Galois, based in Portland, OR, announced on July 10 that it has been awarded a $2.7 million contract by the Office of Naval Research (ONR) to leverage software brittleness for cyber defense.

Modern military systems involve a vast array of software, which serves as an attractive target for adversaries. Protecting this software is challenging, as it often runs on legacy hardware that lacks modern cyber defenses. Furthermore, many software defense techniques impose unacceptable overheads for embedded and real time systems, which form the core of control systems for most air, ground, and naval vehicles.

With this project, Galois aims to harden control systems by using binary rewriting to add brittleness to legacy binaries. Brittleness causes programs to fail fast when under attack, which allows systems to quickly detect and disrupt cyber attacks and revert to known-good states. Coupled with the fault tolerance mechanisms that support critical systems, brittleness adds resilience to cyber systems. Galois aims to further develop and leverage its research on brittle software as a cyber defense to protect Navy-relevant software systems against control flow integrity attacks, code injection attacks, memory corruption, and overflow vulnerabilities.

“An adversary can wreak havoc if they gain control of a sensitive software system that is operationally-sensitive,” said Dr.

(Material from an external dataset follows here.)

Issue #230, opened 2024-01-17
Deprecation warnings from numpy fft 


asmeurer:
The numpy.array_api has several test failures due to https://github.com/data-apis/array-api/pull/720. But additionally, there are also these warnings, which should be looked into:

Tristan Ravitch, Galois’ principal investigator on the project. “Many traditional cyber defenses strive to keep systems running when cyber attacks are detected.  Our approach aims to improve overall system resilience by triggering built-in system recovery methods as quickly as possible.  This allows the system to seamlessly restart in a known-good state while denying the attacker access to a running system.”

Each project phase will add new capabilities in the main research thrust areas: 1) new methods for adding brittleness to binaries 2) efficiency of brittle code, and 3) assurance through verification.

By the end of the project, Galois aims for the tool to be suitable for evaluation on Navy-relevant systems. Galois will identify suitable evaluation targets in coordination with the Office of Naval Research and Naval Surface Warfare Center.